## Exercise objective
Reproduce exactly the lines from the top of the records below through the line holding "Investigating the issue, I".

[Stored items]
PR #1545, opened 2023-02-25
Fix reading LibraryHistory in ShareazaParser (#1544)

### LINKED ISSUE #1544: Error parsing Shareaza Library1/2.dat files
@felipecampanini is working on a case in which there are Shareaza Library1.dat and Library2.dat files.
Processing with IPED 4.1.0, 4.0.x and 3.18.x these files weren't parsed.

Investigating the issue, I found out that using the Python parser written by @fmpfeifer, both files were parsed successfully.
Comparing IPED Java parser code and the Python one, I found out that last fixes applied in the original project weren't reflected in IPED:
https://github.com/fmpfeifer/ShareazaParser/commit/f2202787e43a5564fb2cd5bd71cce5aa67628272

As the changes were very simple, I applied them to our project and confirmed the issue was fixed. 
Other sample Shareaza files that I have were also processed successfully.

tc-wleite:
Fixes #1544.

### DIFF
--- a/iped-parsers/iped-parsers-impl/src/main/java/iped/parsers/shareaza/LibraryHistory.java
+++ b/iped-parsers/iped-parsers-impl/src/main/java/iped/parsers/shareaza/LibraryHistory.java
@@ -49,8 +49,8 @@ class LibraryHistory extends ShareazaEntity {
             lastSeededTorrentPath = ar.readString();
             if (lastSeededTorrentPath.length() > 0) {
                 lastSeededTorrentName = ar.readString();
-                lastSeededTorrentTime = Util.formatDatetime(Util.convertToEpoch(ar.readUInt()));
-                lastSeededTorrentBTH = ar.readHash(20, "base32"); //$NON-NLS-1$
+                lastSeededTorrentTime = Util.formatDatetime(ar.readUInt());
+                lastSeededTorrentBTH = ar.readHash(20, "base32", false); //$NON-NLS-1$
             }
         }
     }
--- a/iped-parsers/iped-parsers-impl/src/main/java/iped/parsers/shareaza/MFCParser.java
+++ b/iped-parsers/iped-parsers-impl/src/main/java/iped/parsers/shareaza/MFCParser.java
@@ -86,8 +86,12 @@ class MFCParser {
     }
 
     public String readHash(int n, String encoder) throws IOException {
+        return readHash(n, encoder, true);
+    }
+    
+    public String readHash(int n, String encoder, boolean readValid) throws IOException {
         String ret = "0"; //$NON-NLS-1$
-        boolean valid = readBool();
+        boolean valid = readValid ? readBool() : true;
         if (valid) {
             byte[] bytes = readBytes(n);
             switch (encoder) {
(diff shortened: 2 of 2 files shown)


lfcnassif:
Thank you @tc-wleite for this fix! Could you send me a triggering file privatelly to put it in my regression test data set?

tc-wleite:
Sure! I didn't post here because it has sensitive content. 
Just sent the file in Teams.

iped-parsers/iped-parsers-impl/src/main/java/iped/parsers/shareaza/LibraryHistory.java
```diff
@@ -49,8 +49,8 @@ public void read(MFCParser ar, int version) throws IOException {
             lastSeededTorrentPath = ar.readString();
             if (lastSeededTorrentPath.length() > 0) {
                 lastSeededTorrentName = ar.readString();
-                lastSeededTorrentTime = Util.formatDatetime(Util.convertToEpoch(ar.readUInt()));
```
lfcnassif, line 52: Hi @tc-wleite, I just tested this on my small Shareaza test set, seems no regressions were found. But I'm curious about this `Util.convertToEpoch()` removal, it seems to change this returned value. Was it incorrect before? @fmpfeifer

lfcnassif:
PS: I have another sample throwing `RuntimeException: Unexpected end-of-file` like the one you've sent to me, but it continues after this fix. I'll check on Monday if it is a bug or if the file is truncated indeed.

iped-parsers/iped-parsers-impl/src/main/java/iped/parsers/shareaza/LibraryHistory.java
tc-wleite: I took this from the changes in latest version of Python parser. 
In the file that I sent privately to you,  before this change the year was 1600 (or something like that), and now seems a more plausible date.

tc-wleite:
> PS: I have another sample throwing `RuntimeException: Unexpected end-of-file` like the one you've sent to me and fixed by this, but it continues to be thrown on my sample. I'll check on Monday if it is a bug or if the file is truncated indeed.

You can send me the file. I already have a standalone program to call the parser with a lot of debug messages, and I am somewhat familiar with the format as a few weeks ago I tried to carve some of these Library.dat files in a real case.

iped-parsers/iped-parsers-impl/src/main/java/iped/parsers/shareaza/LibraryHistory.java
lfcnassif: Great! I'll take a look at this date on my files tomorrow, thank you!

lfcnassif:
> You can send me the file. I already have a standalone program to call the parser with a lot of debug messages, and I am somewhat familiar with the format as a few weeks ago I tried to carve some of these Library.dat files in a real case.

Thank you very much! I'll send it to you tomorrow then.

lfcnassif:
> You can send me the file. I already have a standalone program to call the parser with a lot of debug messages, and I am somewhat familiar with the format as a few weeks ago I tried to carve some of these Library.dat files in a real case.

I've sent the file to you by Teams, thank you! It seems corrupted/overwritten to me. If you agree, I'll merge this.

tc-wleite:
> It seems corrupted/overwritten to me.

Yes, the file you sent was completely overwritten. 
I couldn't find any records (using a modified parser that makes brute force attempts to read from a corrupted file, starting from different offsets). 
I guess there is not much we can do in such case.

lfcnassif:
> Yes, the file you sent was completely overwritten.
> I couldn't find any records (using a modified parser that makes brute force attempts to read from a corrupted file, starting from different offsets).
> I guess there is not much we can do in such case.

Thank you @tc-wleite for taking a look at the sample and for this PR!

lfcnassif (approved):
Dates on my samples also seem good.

## Result for this task
PR #1545, opened 2023-02-25
Fix reading LibraryHistory in ShareazaParser (#1544)

### LINKED ISSUE #1544: Error parsing Shareaza Library1/2.dat files
@felipecampanini is working on a case in which there are Shareaza Library1.dat and Library2.dat files.
Processing with IPED 4.1.0, 4.0.x and 3.18.x these files weren't parsed.

Investigating the issue, I found out that using the Python parser written by @fmpfeifer, both files were parsed successfully.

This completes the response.